This uses the security command line tool to read the system.install.software rule in the authorization database replace the value of the group setting with the group wheel and write it back again. All users are in the wheel group and this will not interrupt the builtin Apple install mechanisms nor those used by configuration management.
For situations where full administrative access is actually the least privilege required, time limited privilege elevation can be granted using the Privileges.app from https://github.com/SAP/macOS-enterprise-privileges The installer for Privileges.app is available in the campus configuration management system. Read the documentation for setup as there are several options.
When an Apple device is enrolled into the campus configuration management system (Jamf Pro) a software inventory is automatically collected and updated on a daily basis. Some policies also update the device inventory after running. To force the inventory to update use the jamf command line tool in Terminal.app to run: /usr/local/bin/jamf recon
This control is met by installing and patching modern web browsers such as Safari or Google Chrome since these browser vendors have built in safeguards against known bad browsing sites.
Deny Application Execution
Use the Jamf Pro Restricted Software feature to set restrictions on applications that are not allowed to run by the process name. Using the process name means that moving or renaming the app will not circumvent the control. In Jamf under the Computers tab, click on Restricted Software in the side bar and add a new restriction. Here we will restrict the Chess.app game from running.
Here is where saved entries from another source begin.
PR #6321, opened 2015-09-25
Add custimizations for hyper-V

Chhed13:
added ability for Hyper-V manage: "auto stop actions", "time sync", "guest integration services", additional disk/controllers configuration
config.vm.provider "hyperv" do |vb|
    vb.disks_config = [[{ 'name' =>"d1", 'size' => "100"}, #outter array for controllers, inner hash for disks
                        { 'name' =>"d2", 'size' => "50"}], #name and size to create new .vhdx, path - to uses existent in place
                       [{ 'path' =>"D:\Chef\.kitchen\\test.vhdx"}]]
    vb.guest_integration_service = true
    vb.auto_stop_action = "ShutDown"
    vb.time_sync = false
end


sethvargo:
Paging @mwrock :smile:

mwrock:
I really like the added Hyper-V options here but I think some improvements to the configuration interface could make adding these settings a better experience.

Lets first look at `guest_integration_service` and `time_sync`. Both of these are different `VMServiceIntegration` components. I would consider having a single `VMServiceIntegration` setting that can take a hash of components:
```
vm.VMServiceIntegration {
  guest_service_interface: true, 
  heartbeat: true, 
  key_value_pair_exchange: true, 
  shutdown: true, 
  vss: true, 
  time_synchronization: true
}
```
This would have names that align with the Hyper-V integration components and since they are all just booleans, you now get support for all the different integrations. `false` values would naturally disable the components.

The disks are a cool feature, but it feels confusing to set up with the nested array. What would you think of being more explicit with the controller and perhaps adding a type so you could specify ide or scsi:
```
vm.controller {
  type: :ide,
  number: 1,
  disks [ 
    "some_name", size: 30 * 1024,
    "some_other_name", size: 100
  ]
}
vm.controller {
  type: :scsi,
  disks [ "c:/stuff/disk.vhdx" ]
}
```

First we need to find the process name by viewing the contents of the application bundle. Right clicking on the Chess.app icon in the Applications folder and selecting “Show Package Contents” using the Finder will show the application’s bundle contents. Look in the Contents folder inside the MacOS folder as shown:
Once we have the correct process name “Chess” we can complete the restriction as shown:
Fill out the Display name with something descriptive, put the exact, case sensitive process name in the Process Name field and check at least the Kill process box. One may choose to have the application Deleted, and/or send email on violation. A restriction must be made for each application process to be denied. Be aware that some applications may have frameworks and libraries that are not removed by the Jamf Delete Application option and an uninstaller from the vendor or a custom script may be needed for complete uninstall.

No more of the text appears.